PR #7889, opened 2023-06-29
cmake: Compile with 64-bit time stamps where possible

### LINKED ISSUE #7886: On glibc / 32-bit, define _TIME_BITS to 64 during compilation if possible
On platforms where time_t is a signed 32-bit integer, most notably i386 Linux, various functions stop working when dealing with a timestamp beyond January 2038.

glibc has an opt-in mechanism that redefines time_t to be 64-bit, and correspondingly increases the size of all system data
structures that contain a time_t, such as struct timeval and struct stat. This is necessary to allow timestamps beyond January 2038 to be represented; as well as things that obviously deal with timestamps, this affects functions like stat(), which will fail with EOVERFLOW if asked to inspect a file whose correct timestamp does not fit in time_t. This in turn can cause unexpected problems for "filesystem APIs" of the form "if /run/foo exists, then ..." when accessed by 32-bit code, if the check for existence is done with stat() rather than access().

────────────────────────────────────────

▸ **EXERCISE DESCRIPTION**:
The line above containing "### LINKED ISSUE", the line containing "glibc has an", and every line between them are to be transcribed exactly; no other line is wanted.

▸ **TASK ANSWER**:
### LINKED ISSUE #7886: On glibc / 32-bit, define _TIME_BITS to 64 during compilation if possible
On platforms where time_t is a signed 32-bit integer, most notably i386 Linux, various functions stop working when dealing with a timestamp beyond January 2038.

glibc has an opt-in mechanism that redefines time_t to be 64-bit, and correspondingly increases the size of all system data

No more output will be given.